Omaggio a Tom Waits, il cantore degli ultimi

Tom Waits , figlio della controcultura underground americana (come Henri Miller, Bukowski e altri) è considerato dalla critica uno dei massimi autori del Novecento. Il suo immaginario è...

Tom Waits , figlio della controcultura underground americana (come Henri Miller, Bukowski e altri) è considerato dalla critica uno dei massimi autori del Novecento. Il suo immaginario è stato dirompente. Gli album ed il lavoro sono stati i suoi portavoce. Vagabondi, reietti, prostitute, ubriaconi hanno costituito le sfaccettature dell’essere umano conosciute da Tom.

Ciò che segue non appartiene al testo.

PR #547, opened 2024-01-08
Limit lon to -180 to 180 in lon-lat region masks

xylar:
This is needed for grids where longitude is from 0 to 360 and it is inconvenient to modify the grid before passing it to the command-line tool.

### DIFF
--- a/conda_package/mpas_tools/mesh/mask.py
+++ b/conda_package/mpas_tools/mesh/mask.py
@@ -522,6 +522,9 @@ def compute_lon_lat_region_masks(lon, lat, fcMask, logger=None, pool=None,
 
     dsMasks = xr.Dataset()
 
+    # make sure lon is between -180 and 180
+    lon = numpy.mod(lon + 180., 360.) - 180.
+
     Lon, Lat = numpy.meshgrid(lon, lat)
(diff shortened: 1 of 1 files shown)


xylar:
We have been seeing missing SOSE data in T-S diagrams and I think this is the cause.  See this example:
https://portal.nersc.gov/cfs/e3sm/xylar/analysis/E3SM-Arcticv2.1_historical0201_TS/Years1971-1990/ocean/index.html#tsDiagAntarcticRegions
Any region that only has data at negative longitudes is missing.  (Regions that cross the antimeridian are probably showing only the data from positive longitudes.)

xylar:
## Testing

I tested this as part of E3SM-Unified 1.9.2rc3.  The results are as expected (that SOSE data is available in T-S diagrams at all longitudes):
https://web.lcrc.anl.gov/public/e3sm/diagnostic_output/ac.xasay-davis/analysis_testing/chrysalis/test_e3sm_unified_1.9.2rc3_chrysalis/main_py3.10/ocean/index.html#tsDiagAntarcticRegions
Ignore the strange color scale -- this simulation is on a very coarse mesh.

Protagonisti non in cerca di un riscatto, ma rassegnati a sopravvivere.

Nato nel 1949 in California, a Pomona, Tom incontrò Charles Bukowski in un locale di Los Angeles. Per un periodo Tom suonava la chitarra, accompagnando Charles nei suoi reading.
Dopo aver fatto svariati lavori per vivere, un giorno in attesa di iniziare il solito turno da lavapiatti in un ristorante, si mise a suonare il pianoforte del locale. Il pubblico in silenzio ascoltò le sue storie apprezzandole. Il proprietario del locale si accorse del suo talento e lo assoldò per suonare ogni sera. Iniziò, così, a potersi dedicare a tempo pieno alla musica.

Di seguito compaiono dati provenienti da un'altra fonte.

PR #406, opened 2022-02-20
Bc2 856 database 3.0 - Statistics Display

geekguy100:
Created a script that pulls info from the tracked statistics and displays them in a text field.
I created a prefab in Prefabs/UI called "Win Panel w_ stats". Feel free to pop that in GameplayUI and modify it.
Note that it has to be linked up to actual scene transitions and stuff.


Swiftshadow (approved):
Looks good!
Added XML comments throughout

PR #407, opened 2022-02-20
BC2-1312 fixed empty game manager

geekguy100:
The loading behavior script was calling GameManager.instance during the flythrough, before it was spawned into the world. This caused a new GameObject to be instantiated with the GameManager script but all references (fields in the inspector) were missing.
I created a new script called LevelSettings.cs which holds settings unique to each level. Right now it only has IsLavaLevel. A ScriptableObject is hydrated at the start of the level that can be used by other scripts that need to access the settings.


Swiftshadow (changes requested):
Change makes time start immediatly upon loading a second or more level
    Steps to replicate:
        Launch game from title screen
        Start a level with a timer
        Use a disaster (and hit the ball with it)
        Use the pause menu to return to the main menu
        Start another level
        The timer for the second level will be going right off the bat

Swiftshadow (approved):
Bug referenced earlier is more widespread, will get a seperate bug fix branch.
Integrated the geyser color changing with the new SO setup

PR #408, opened 2022-02-21
BC2-1314 fixed timer preemptively starting

geekguy100:
Timer started preemptively when loading into any level after an initial level.
Shoutout @BenSchu438 and @tcaron1024 for collabing with me :D


Swiftshadow (approved):
Bug fixed!

PR #409, opened 2022-02-21
BC2-1315 music notes billboard towards cam

geekguy100:
The spine slide's music notes now always face the camera, preventing strange visuals.


Swiftshadow (approved):
Nice QOL change
Moved the script, added it to the correct namespace, and added some XML comments

PR #410, opened 2022-02-21
Bc2 876 connors levels

IcarusPanda:
Redid the Volcano part of the level using Eins Volcano. Redid the platforming section, added in checkpoints.


tcaron1024 (approved):
New level looks good

PR #411, opened 2022-02-21
UI main 2022

QDonnelly-254:
Text spacing fade outs and other various UI related things I can't recall right now.


Swiftshadow (changes requested):
Win screen buttons don't work
    It looks like they are not calling any functions: the button stuff is empty
Otherwise, looks very, very cool!

Swiftshadow (approved):
Stats screen now works!
Sandstorm cursor looks pretty dang cool

PR #413, opened 2022-02-22
Art main

EinEstes:
Lavafish, turtle, and hatchling prefab.


Swiftshadow (approved):
Replaced former greybox hazards with the arted versions

PR #414, opened 2022-02-22
BC2-1320 Buttons turned off

tcaron1024:
Turned off the close buttons on tutorial 1 panels. No code change


Swiftshadow (approved):
Makes changes requested by David
    X's on tutorial 1 are gone - it lied to the player
    Thunderstorms temporarily disabled - can cause a difficult-to-escape loop
        A level with them enabled is at the end of the Level Select list
On the record, I am still hesitant to do this, but fixing large issues like this is what lockdown is for

PR #415, opened 2022-02-24
Bc2 1113 falling lava rocks

brocEdson:


Swiftshadow (changes requested):
Functionality looks good, implementation a bit off
    Instead of respawning a new set of rocks each time, can you use the same one?
        Reset its position and size after the respawn time
    Can the the three scripts be merged into one?
Also missing XML comments in all extept the RockCollide.cs script

brocEdson:
Discussed in person, decided that this implementation would be sufficient after all

Swiftshadow (approved):
Discussed in-person
    Came to the conclusion there is no timely way to make the changes suggested
New terrain shapes can be added in with a new prefab and a model swap

PR #417, opened 2022-02-26
Bc2 1283 vertical falling level

RobertLee-bradley:
Adjustments were made to the Curvy Bridge Level and the Big Mushroom level based on the discussion this past Tuesday and Thursday.


Swiftshadow (approved):
Rocks are a nice addition, as are the mushrooms on them!

PR #418, opened 2022-02-27
A temp Resolution fix for the weird scaling and the full screen bug fix

darlynn-best:
The resolution issues are caused by the game not scaling from a 16:9 aspect ratio correctly. For the time being the aspect will stay in 16:9


tcaron1024 (approved):
Looks good
Resolution seems to change correctly in build now

PR #419, opened 2022-02-28
Grass texture slightly changed to have new coloration, Sandstorm arrow and visual clarity, meteor particles lessened.

SpencerStilwell:
Pog? Change is small in the grass, but I like it personally.


Swiftshadow (approved):
Personally, I'm not a huge fan of the few grass
    That said, I do like the detail it adds
Less particles on the meteor will be a good performance boost
New sandstorm arrow is nice
    Can be hard to see when pointing at the camera
    Love the falling sand particles that come off it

Il primo album “Closing Time”, del 1973, conteneva già alcune canzoni speciali, pur essendo l’inizio della sua carriera. Martha era il pezzo dell’album da sempre considerato di una bellezza estrema. Il testo, attraverso poche ma perfette osservazioni, narrava il ricordo di una relazione finita anni e anni prima. Il suo primo capolavoro della maturità del 1983, si intitola “Swordfishtrombones” ed ha costituito forse il punto più alto della sua carriera. Si tratta di un album affatto rivoluzionario. Tom si trasformò da cantante confidenziale, da jazz club, in un cantautore della postmodernità . La sua musica divenne totale, spaziando dal blues al rock, dal jazz all’afro e passando per il folk e la musica sperimentale. Tom Waits scriveva in un’atmosfera da sogno, cupa e rarefatta.

“Rain Dogs” del 1985 segnò l’affermazione assoluta di Tom Waits. Insieme a lui suonarono John Lurie, Keith Richards e soprattutto Marc Ribot, il chitarrista che offrì il suono perfetto al suo mondo. Le canzoni andavano dal ritmo incalzante di Singapore ai toni più quieti di Time, ennesima ballata indimenticabile.

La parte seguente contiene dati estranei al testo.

PR #14, opened 2017-02-03
Verify that the temp directory exists before runner

0v3lh4:
Error in windows when there is no c:/temp directory

### DIFF
--- a/runner/runner.go
+++ b/runner/runner.go
@@ -138,6 +138,10 @@ func (r *Runner) Start(ctxt context.Context) error {
 	// set user data dir, if not provided
 	_, ok = r.opts["user-data-dir"]
 	if !ok {
+		if _, err = os.Stat(DefaultUserDataTmpDir); os.IsNotExist(err) {
+			os.Mkdir(DefaultUserDataTmpDir, os.ModeDir)
+		}
+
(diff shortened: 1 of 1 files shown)


kenshaw:
I appreciate the pull request, but I am not going to add this to the code, my rationale is below:

I do not believe that chromedp/runner should be creating/deleting directories. I understand that `c:\temp` is not available on Windows by default; however Windows does not in general have a standard temp directory path that I am aware of. I chose `c:\temp` simply so that it had some kind of parallels to Unix. The other issue with Windows is that on Unix systems, there is an expectation that `/tmp` is erased or is otherwise transient for the container/vm. I don't believe that behavior is the same with the various Windows temporary paths.

I definitely would like to come up with behavior that is "right" for Windows, and is also in line with what I think `chromedp` should be doing, but I believe that leaving the management of temporary file system resources should be left to the operating system, or barring that, should be managed by the user. If you have a different way that this could be accomplished (that doesn't require creating/deleting directories), I would greatly appreciate it!

0v3lh4:
In Windows 7+ there is the environment variable for a temporary directory of the user.
You can access it with os.Getenv("temp") or os.Getenv("tmp").

PR #18, opened 2017-02-12
Added new default logger that can be overridden from outside the chromedp package

JalfResi:
Found it difficult to separate my programs logs from the logs generated by chromedp, so this feature allows me to redirect or ignore chromedp logging

### DIFF
--- a/chromedp.go
+++ b/chromedp.go
@@ -4,7 +4,6 @@ import (
 	"context"
 	"errors"
 	"fmt"
-	"log"
 	"sync"
 	"time"
 
@@ -110,14 +109,14 @@ func (c *CDP) AddTarget(ctxt context.Context, t client.Target) {
 	// create target manager
 	h, err := NewTargetHandler(t)
 	if err != nil {
-		log.Printf("error: could not create handler for %s, got: %v", t, err)
+		Logger.Printf("error: could not create handler for %s, got: %v", t, err)
 		return
 	}
 
 	// run
 	err = h.Run(ctxt)
 	if err != nil {
-		log.Printf("error: could not start handler for %s, got: %v", t, err)
+		Logger.Printf("error: could not start handler for %s, got: %v", t, err)
 		return
 	}
 
--- a/handler.go
+++ b/handler.go
@@ -154,7 +154,7 @@ func (h *TargetHandler) run(ctxt context.Context) {
 					h.qres <- msg
 
 				default:
-					log.Printf("ignoring malformed incoming message (missing id or method): %#v", msg)
+					Logger.Printf("ignoring malformed incoming message (missing id or method): %#v", msg)
 				}
 
 			case <-h.detached:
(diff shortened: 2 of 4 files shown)


JalfResi:
Hmm.. not sure how to write. unit test for this! Will investigate...

kenshaw:
This failed not because of your code, but because Travis had some kind of intermittent network issue. Anyway, this isn't going to be merged, because the approach for specifying a logger needs to be more flexible than this. I had intended, previously, to add a `logger` member to the various types that could then be passed on creation, or otherwise copied in, I just haven't gotten to that yet. Funny enough, however, I was looking at implementing it over the last weekend but instead was working on building out better Docker images.

JalfResi:
Not a problem. I can implement it that way if you prefer. This was just a stop gap for myself.

kenshaw:
Oh absolutely! the log.Printf statements were just stop gaps themselves! I really do appreciate the pull request, and if I did not have something else immediately planned (ie, will be available in the next day or two) would definitely have added this to master. As it is, I'm working on a bunch of interrelated things at the moment (such as fixing context timeouts, proper logging options, etc) that should provide the flexibility needed for configuring these things. The primary issue is that I'm trying to keep the API high level, but flexible enough to be able to provide options for these things in a way that's maintainable moving forward.

JalfResi:
May I make a suggestion that the logger passed to the constructors be an interface that adheres to the stdlib logger? Many third-party loggers are designed as drop-in replacements for sodlib logger and it can be nice to use those sometimes e.g. marking chromedp log messages in a different colour.

I didn't do that on my pull request and now I look at it I think that would have been a much more useful addition.

kenshaw:
Yes, that is the plan. However, I am likely to provide some kind of structured interface/option as well, as there is a lot of junk / output from the protocol that is not likely relevant.

Typically, for other packages I've written, I usually just have a 'log' func setting, whose type is just of `func(string, ...interface{})`, which is of course compatible with the various standard log types, as well as provides easy ways to hook your own logging system into it. If you had more concrete ideas, I'm definitely open to them! I have been caught up with other issues today, otherwise I would have already pushed something out.

JalfResi:
Excellent stuff! Look forward to it!

kenshaw:
If you're up for it, I'll put the new API up in just a bit (next couple hours), and if you could test it out / provide feedback on how it works, I'd appreciate it.

kenshaw:
I just pushed my revisions that contain a simple attempt at providing "cleaner" logging options. Please take a look, and let me know. Please note though, that I realized there are some design mistakes/issues with the API based on exposing / setting the logging, which is part of the work I'm doing concurrently with fixing the relationship between the "pool" and the CDP object, so this will likely change in the future, but this is the style of the API that I would imagine is most suited to this.

JalfResi:
Looks spot on! I'll give it a bash this evening

PR #20, opened 2017-02-14
Changes on Clear mechanism

ranch:
This changes fix the issue when clearing value on textarea element.


kenshaw:
Fixed the behavior issue by using the #text child of the textarea instead.

PR #23, opened 2017-02-15
Pool and CDP options to specify target timeout

JalfResi:
I was getting a lot of "timeout waiting for response from target" errors and noticed that the DefaultNewTargetTimeout was hard-coded. So I added a CDP Option and matching PoolOption to specify these when configuring a pool.

### DIFF
--- a/chromedp.go
+++ b/chromedp.go
@@ -34,6 +34,9 @@ type CDP struct {
 	// handlerMap is the map of target IDs to its active handler.
 	handlerMap map[string]int
 
+	// how long to wait for the target before timing out
+	newTargetTimeout time.Duration
+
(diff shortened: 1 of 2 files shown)


JalfResi:
I'll add tests for these

kenshaw:
Hey -- seriously, I do appreciate your submission, but this is another one of those things that the existing code (all the timeout stuff) was only put in temporarily, and will be moved to setting a value on the context. I actually have most of that written on a separate branch, but haven't pushed the changes, as I have not yet written up the documentation on how to use it. Please keep a look for the revisions over the next couple days.

JalfResi:
Cool no probs

PR #45, opened 2017-03-27
Added start maximized option

crackcomm:
Adds `--start-maximized` flag to chrome.

### DIFF
--- a/runner/runner.go
+++ b/runner/runner.go
@@ -391,6 +391,11 @@ func WindowSize(width, height int) CommandLineOption {
 	return Flag("window-size", fmt.Sprintf("%d,%d", width, height))
 }
 
+// StartMaximized is the Chrome command line option to start with maximized window size.
+func StartMaximized() CommandLineOption {
+	return Flag("start-maximized", true)
+}
+
 // UserAgent is the Chrome command line option to set the default User-Agent
 // header.
 func UserAgent(userAgent string) CommandLineOption {


kenshaw:
I appreciate the work done, but it's not really feasible to add a `runner.CommandLineOption` for every single flag. The `CommandLineOption` type is simple enough that any using package can easily/quickly add their own flag set. I don't believe that `--start-maximized` would be as widely used/needed as the options for things like `--remote-debugging-port`, `--proxy-server`, etc. 

Eventually, a line in the sand needs to be drawn, considering the dozens (hundreds?) of command line options available to launch Chrome with -- and for the record, I'm drawing it here.

kenshaw:
I realized that my wording above might be taken as more "harsh" than intended. As such, I'd like to clarify that to add a `--flag` `runner.Flag` equivalent, I feel a flag needs to meet the following criteria:

1) Wide applicability in general
2) Meaningful to both regular Chrome and to Chrome's headless variants (ie, `headless_shell`)

While a `runner.StartMaximized` flag criteria meets 1, I don't believe that it passes 2. 

The expected use cases of `chromedp` is to drive Chrome in some kind of automated fashion, either for unit testing, scraping, profiling, or similar. As such, whatever using package is likely to be running Chrome in some kind of headless context, and will most likely be using fixed window sizes (ie, `runner.WindowSize`).  It's also worth noting that when running a browser in a headless context, there is only a virtual window size, and "maximized" likely has no relevant context or meaning. As such, I don't believe that starting a window "maximized" is a great enough use case to warrant its own `runner.Flag`, especially since the API supports passing generic flags with `runner.Flag`.

crackcomm:
@kenshaw it totally makes sense. I appreciate your explanation.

Alla fine degli anni ’90 fu pubblicata la sua prima raccolta di pezzi migliori, “Beautiful Maladies”, ma Tom non smise di registrare nuovo materiale. Il bellissimo “Bone Machine” del ’92, “Mule Variations” alla fine del decennio e “Alice” e “Blood Money” usciti entrambi nel 2002.

A sessantacinque anni Tom Waits non sembra intenzionato a fermarsi. Quando non registra gli piace fare l’attore. Ha recitato in alcuni film di Jim Jarmush e Terry Gilliam. La sua voce, a forza di cantare, urlare, sussurrare, si è letteralmente logorata. Nonostante sia roca, resta in fondo pura. È la voce di un artista capace di fare della propria esistenza ciò che gli piaceva, senza compromessi, senza timori.